▶ INPUT FOR THIS TASK
* * *
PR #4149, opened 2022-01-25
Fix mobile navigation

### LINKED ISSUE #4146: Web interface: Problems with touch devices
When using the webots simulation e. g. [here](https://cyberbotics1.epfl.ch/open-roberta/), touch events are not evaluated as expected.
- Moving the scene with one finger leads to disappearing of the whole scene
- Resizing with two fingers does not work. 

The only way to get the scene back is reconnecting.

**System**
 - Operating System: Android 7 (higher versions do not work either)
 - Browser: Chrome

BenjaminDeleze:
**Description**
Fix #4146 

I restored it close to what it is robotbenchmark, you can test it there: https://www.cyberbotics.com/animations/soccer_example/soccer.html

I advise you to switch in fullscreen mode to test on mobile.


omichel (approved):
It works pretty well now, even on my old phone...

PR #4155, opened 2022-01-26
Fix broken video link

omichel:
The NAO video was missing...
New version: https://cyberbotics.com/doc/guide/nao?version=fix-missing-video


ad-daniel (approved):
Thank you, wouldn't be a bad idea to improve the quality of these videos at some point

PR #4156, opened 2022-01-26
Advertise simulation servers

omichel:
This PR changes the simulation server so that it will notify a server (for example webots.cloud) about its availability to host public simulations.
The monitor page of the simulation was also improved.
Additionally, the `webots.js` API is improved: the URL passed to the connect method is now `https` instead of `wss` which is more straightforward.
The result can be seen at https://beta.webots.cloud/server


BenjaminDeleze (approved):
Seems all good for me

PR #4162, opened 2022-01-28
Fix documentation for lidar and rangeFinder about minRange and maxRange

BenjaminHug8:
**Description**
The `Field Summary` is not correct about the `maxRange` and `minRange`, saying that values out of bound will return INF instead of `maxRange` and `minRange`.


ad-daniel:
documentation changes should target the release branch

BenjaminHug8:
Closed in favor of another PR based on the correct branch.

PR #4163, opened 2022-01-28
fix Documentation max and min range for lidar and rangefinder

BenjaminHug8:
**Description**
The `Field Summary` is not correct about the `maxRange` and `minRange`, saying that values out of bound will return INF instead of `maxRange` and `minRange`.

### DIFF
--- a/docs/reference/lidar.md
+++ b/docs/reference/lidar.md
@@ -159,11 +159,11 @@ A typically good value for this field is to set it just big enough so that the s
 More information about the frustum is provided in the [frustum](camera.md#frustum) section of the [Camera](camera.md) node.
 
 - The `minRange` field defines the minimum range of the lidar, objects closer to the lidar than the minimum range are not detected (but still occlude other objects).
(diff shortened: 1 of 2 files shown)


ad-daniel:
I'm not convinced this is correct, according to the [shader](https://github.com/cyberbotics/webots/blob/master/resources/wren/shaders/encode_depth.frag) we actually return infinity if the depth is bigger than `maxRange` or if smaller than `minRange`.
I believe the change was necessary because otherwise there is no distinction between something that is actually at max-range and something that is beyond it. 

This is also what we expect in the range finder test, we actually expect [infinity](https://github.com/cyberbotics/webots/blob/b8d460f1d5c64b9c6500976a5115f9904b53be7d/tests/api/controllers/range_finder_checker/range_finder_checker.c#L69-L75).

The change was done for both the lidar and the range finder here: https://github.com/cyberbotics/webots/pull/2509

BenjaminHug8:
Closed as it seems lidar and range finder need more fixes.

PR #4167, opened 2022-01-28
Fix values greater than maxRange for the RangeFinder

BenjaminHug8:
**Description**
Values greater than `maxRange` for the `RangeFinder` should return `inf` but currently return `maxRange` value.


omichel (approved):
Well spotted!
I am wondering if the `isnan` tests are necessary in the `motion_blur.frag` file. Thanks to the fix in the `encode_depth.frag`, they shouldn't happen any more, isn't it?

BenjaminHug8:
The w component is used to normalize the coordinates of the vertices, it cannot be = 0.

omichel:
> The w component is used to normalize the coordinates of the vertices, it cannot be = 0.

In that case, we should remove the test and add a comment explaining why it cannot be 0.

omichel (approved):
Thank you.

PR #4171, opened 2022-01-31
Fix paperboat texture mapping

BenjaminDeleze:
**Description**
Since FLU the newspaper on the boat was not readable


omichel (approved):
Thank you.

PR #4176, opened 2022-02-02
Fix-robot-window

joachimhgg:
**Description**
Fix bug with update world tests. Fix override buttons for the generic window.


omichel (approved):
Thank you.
* * *
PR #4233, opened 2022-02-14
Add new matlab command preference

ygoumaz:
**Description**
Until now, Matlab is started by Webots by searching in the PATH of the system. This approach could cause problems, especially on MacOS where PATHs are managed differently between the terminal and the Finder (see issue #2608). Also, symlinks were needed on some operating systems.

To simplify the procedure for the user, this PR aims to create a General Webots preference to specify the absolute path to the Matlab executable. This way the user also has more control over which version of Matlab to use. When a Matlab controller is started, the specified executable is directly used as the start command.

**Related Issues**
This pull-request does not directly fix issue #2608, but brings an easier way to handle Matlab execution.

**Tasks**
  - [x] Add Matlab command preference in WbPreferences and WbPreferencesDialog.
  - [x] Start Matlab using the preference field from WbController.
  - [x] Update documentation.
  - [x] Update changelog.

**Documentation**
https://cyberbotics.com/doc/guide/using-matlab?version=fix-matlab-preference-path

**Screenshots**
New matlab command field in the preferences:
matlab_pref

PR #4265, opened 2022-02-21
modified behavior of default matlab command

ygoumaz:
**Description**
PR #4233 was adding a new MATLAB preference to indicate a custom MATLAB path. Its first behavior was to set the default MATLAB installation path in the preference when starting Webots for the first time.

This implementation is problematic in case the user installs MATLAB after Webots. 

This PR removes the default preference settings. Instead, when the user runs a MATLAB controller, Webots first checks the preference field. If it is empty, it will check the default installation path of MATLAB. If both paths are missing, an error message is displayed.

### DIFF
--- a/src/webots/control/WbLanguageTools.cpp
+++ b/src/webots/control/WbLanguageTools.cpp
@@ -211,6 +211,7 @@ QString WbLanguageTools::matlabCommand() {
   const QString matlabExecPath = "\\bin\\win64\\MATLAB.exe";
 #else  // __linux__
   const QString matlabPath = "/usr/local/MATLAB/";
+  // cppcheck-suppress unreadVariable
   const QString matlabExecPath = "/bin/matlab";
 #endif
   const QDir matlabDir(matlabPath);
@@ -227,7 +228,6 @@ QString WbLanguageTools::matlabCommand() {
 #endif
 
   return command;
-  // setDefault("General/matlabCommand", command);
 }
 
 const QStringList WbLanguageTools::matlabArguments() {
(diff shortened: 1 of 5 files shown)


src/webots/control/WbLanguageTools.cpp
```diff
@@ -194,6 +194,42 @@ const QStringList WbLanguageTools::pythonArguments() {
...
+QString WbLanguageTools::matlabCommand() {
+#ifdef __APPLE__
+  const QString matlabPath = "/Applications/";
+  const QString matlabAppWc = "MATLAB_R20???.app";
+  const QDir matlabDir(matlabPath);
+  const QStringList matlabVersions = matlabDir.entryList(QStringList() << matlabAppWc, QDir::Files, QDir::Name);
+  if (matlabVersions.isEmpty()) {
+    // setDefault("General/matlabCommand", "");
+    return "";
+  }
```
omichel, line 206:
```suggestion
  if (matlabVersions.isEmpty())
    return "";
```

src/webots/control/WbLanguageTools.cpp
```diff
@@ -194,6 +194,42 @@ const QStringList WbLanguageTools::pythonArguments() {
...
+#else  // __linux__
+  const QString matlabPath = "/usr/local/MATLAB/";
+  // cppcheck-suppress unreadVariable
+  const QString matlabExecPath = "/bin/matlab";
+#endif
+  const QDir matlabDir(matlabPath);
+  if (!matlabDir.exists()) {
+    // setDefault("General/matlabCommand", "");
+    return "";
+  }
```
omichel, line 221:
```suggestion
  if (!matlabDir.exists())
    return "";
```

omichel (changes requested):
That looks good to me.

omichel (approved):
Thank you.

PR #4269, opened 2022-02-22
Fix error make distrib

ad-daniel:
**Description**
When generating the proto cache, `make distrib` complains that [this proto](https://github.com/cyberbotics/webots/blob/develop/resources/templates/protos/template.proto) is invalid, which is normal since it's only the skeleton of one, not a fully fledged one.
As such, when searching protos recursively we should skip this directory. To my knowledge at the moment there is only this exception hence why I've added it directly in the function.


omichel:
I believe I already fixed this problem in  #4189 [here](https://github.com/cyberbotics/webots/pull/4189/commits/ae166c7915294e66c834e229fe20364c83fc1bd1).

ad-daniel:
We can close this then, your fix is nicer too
* * *
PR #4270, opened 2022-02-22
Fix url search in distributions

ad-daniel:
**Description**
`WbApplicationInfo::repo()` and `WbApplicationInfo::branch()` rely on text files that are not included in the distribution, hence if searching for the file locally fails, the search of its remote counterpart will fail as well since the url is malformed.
* * *
▶ TASK DIRECTIONS
Determine how many lines of the material hold the string "exists", and state that number by itself.

▶ ANSWER TO THIS TASK
2